Reported safety outcomes1
| Group | Safety outcome | Ratio of new to total RCTs2 | Quality of new RCTs (quality score: no. of RCTs)3 |
| Infants (adapted from reference 13, Table 18, p 191) | Hypercalcemia, hypercalciuria | 1:2 | ≤2 (1 RCT) |
| Children (adapted from reference 13, Table 18, p 192) | Hypercalcemia, hypercalciuria, withdrawal because of adverse effects | 1:1 | ≥3 (1 RCT) |
| Women predominantly of productive age ± middle-aged men (adapted from reference 13, Table 18, pp 192–193) | Hypercalcemia, hypercalciuria | 2:2 | ≤2 (2 RCTs) |
| Predominantly postmenopausal women and/or elderly men (adapted from reference 13, Table 18, pp 193–204) | Serum calcium, hypercalcemia, hypercalciuria, kidney stones, mortality, gastrointestinal, ratio of urinary calcium to creatinine, 24-h urinary calcium, creatinine clearance, serum uric acid, high level of adverse effects, withdrawal because of adverse effects, osteomuscular effects, mortality, serum creatinine, total adverse events, renal insufficiency | 11:17 | ≤2 (2 RCTs) |
| ≥3 (9 RCTs) |
Data adapted from Cranney et al, 2007 (13). RCT, randomized clinical trial.

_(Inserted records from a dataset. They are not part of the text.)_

PR #3334, opened 2018-05-23
producer api plugin

### LINKED ISSUE #3297: Producer API Plugin
MVP:
 - pause production
 - resume production

The goal is to allow producers to coordinate during bad situations to resume/pause the chain without having the variability of replay/resync time etc.

wanderingbort:
resolves #3297 

 - Add producer_api_plugin with endpoints to pause/resume and query the state of the producer plugin
 - Add the ability to pause production to the producer_plugin
 - Add a CLI/config option that controls whether the node starts in a paused state or not
 - cleanup to consolidate checks for production being disabled by policy rather than other things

“New” refers to references not likely to have been available to the 1997 Dietary Reference Intake Committee and included all studies published after 1997 and studies published during 1997 that were not cited in the master reference list for the 1997 Institute of Medicine's report “Dietary Reference Intakes for Calcium, Phosphorus, Magnesium, Vitamin D, and Fluoride” (3) and excluded studies published before and during 1996 and studies published during 1997 that were cited in the master reference list for the 1997 Institute of Medicine's report.
The study quality was assessed in the systematic review (13) by using the validated Jadad scale with a score of ≥3 (out of a possible 5) indicating studies of higher quality.